Não temos nem o escudo nem a longevidade do jabuti: nosso pelo é sensível demais e nosso tempo é curto. Precisamos ter, isto sim, sua paciência. Paciência, minha querida amiga, paciência. a comunicação de um escritor do quarto mundo é mesmo labirintosa e por caminhos mais demorados do que os previstos pela cartomante quando começa a botar na mesa o leque de cartas pretas. Quem tiver fé, deverá rezar para manter acesa essa chama da perseverança digna dos santos, própria dos eleitos. Quanto aos outros, esses devem seus exercícios de meditação e renúncia a um mundo de pompas e glórias tão passageiras. A profissão é mesmo dura. Só aqui? Olha que em países mais adiantados também tem havido casos: a edição de Les Cahiers de André Walter, de André Gide, teve vendidos uns vinte exemplares em toda a França num período de quase vinte anos....

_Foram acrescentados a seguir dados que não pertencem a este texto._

PR #32, opened 2020-08-27
fix errors reported by superlinter

torstenwalter:
The goal of this is to resolve all errors reported by superlinter or to disable the linters which report errors.
That way we would not block contributions. Disabled linters can be enabled one by one in separate PRs if desired together with fixing issues reported by them.

### DIFF
--- a/.github/workflows/linter.yml
+++ b/.github/workflows/linter.yml
@@ -16,5 +16,10 @@ jobs:
         uses: github/super-linter@v3
         env:
           VALIDATE_ALL_CODEBASE: false
+          VALIDATE_BASH: false
+          VALIDATE_PYTHON: false
+          VALIDATE_PYTHON_FLAKE8: false
+          VALIDATE_PYTHON_BLACK: false
+          VALIDATE_YAML: false
           DEFAULT_BRANCH: main
           GITHUB_TOKEN: ${{ secrets.GITHUB_TOKEN }}
--- a/CODE_OF_CONDUCT.md
+++ b/CODE_OF_CONDUCT.md
@@ -1,3 +1,3 @@
-## Community Code of Conduct
+# Community Code of Conduct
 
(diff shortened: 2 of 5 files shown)


.github/stale.yml
```diff
@@ -0,0 +1,16 @@
+# Number of days of inactivity before an issue becomes stale
```
scottrigby, line 1: I'll merge master into the kube-prometheus PR so this file doesn't appear the diff. Already committed in: https://github.com/scottrigby/prometheus-helm-charts/pull/27

.github/workflows/linter.yml
```diff
@@ -0,0 +1,25 @@
...
+        uses: actions/checkout@v2
+      - name: Lint Code Base
+        uses: github/super-linter@v3
+        env:
+          VALIDATE_ALL_CODEBASE: false
+          VALIDATE_BASH: false
+          VALIDATE_PYTHON: false
+          VALIDATE_PYTHON_FLAKE8: false
+          VALIDATE_PYTHON_BLACK: false
+          VALIDATE_YAML: false
```
scottrigby, line 23: Isn't `VALIDATE_YAML` the only one we need to disallow (because gotemplate in helm "yaml" files will never validate)? Just curious why we need to bother disallowing the others

torstenwalter: Unfortunately no. There is a bash script and some python code where the linter complains as well.

.github/stale.yml
scottrigby: Done

.github/workflows/linter.yml
scottrigby: That's fine. This seems worth it. If in future it becomes a pain, someone can always make a GH Action for DavidAnson/markdownlint only.

PR #1, opened 2020-08-09
[prometheus-operator] Rename to kube-prometheus-stack

scottrigby:
Fixes #9 

## Background

See https://github.com/prometheus-community/community/issues/28#issuecomment-670406329

## Description

This is an attempt to rename the chart. There are a _lot_ of changes needed, so it's taken some time to review.

I have also dramatically simplified the README per new charts template decision in #14. (tl;dr, `helm show values` gives all the info a user needs, and makes that the older convention of duplicating these value configurations in the README unnecessary). Without deep experience using this chart, I can't know if the existing upgrading sections are still relevant, so I organized and left them in case they are useful to end users.

## PR status

- [x] All feedback has been addressed so far
- [x] Chart tested both for new installs, and upgrade path from `stable/prometheus-operator`.
    - See https://github.com/scottrigby/prometheus-helm-charts/pull/1#issuecomment-678551180 and https://github.com/scottrigby/prometheus-helm-charts/pull/1#discussion_r474766376 for reasoning for manual testing steps (tl;dr, one of this chart's dependencies has also moved here, so to test installing before we transfer this repo, you need to manually edit `requirements.yaml` and change `https://prometheus-community.github.io/helm-charts` to `https://scottrigby.github.io/prometheus-helm-charts`. The URL will be correct after repo transfer)
- [x] @brancz please address https://github.com/scottrigby/prometheus-helm-charts/pull/1#issuecomment-678617365 by @Xtigyro (`prometheus` chart maintainer) about the new name chosen, and make a final decision.
    - This needs a final say one way or the other. Some alternatives have been suggested, while most others agree `kube-prometheus` is the best name. Be sure to "load more" comments to see the discussion through to https://github.com/scottrigby/prometheus-helm-charts/pull/1#issuecomment-678969511. If you decide to use a different name I will update the PR accordingly
- [x] Rename the chart `kube-prometheus-stack` per https://github.com/prometheus-community/helm-charts/pull/1#issuecomment-687072186

Once steps above are complete, we can merge this PR. Merging will release the new chart package and add to the helm repo index.

**Note:** merging this PR has not been identified as a blocker to transferring the repo to `prometheus-community`. See https://github.com/scottrigby/prometheus-helm-charts/issues/11

PR #33, opened 2020-09-02
disabled failing linters and fixed markdown issues (#32)

torstenwalter:
- fixes markdown issues reported by markdownlint
- disabled yamllint as helm templates are never valid
- disabled the other linters as there is a problem with a shell script and some python code
  once that is fixed we could enable them again

Note: After cherry-picking this I removed changes for prometheus-operator  as thos are better done in #1 (otherwise I would need to bump the version because of a minikube README change)

### DIFF
--- a/.github/workflows/linter.yml
+++ b/.github/workflows/linter.yml
@@ -16,5 +16,10 @@ jobs:
         uses: github/super-linter@v3
         env:
           VALIDATE_ALL_CODEBASE: false
+          VALIDATE_BASH: false
+          VALIDATE_PYTHON: false
+          VALIDATE_PYTHON_FLAKE8: false
+          VALIDATE_PYTHON_BLACK: false
+          VALIDATE_YAML: false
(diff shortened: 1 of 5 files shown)


.github/workflows/linter.yml
```diff
@@ -16,5 +16,10 @@ jobs:
         uses: github/super-linter@v3
         env:
           VALIDATE_ALL_CODEBASE: false
+          VALIDATE_BASH: false
+          VALIDATE_PYTHON: false
+          VALIDATE_PYTHON_FLAKE8: false
+          VALIDATE_PYTHON_BLACK: false
+          VALIDATE_YAML: false
```
gkarthiks, line 23: just curious on why we are not validating the YAML

gkarthiks: gotcha!!! because the helm files are not a proper yaml files.

scottrigby (approved):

E agora sou eu que estou sorrindo: não, não lembro esse fato para reconforto mas com a tranquilidade de quem já percebeu (tão esperta!) que o que realmente interessa é trabalhar. Um bom estímulo é pensar que os escritores da América Latina estão em plena moda. Há alguns anos, quem sabia da existência de um Júlio Cortázar? Que comunicação esse escritor de língua tão próxima tinha com nossa gente ou mesmo com as gentes de outros países sul-americanos? E eis que agora até nos balcões de alguns cafés a balconista já arqueia as sobrancelhas e faz aquele ar de profundidade quando ouve esse nome: ah, cortázar!...

E, então? A comunicação - tateante, embora! - vai se estendendo aos poucos, isso é importante. Importante ainda saudar em tom maior esse seu livro e repetirmos juntos: “Esperança nossa, salve, salve!”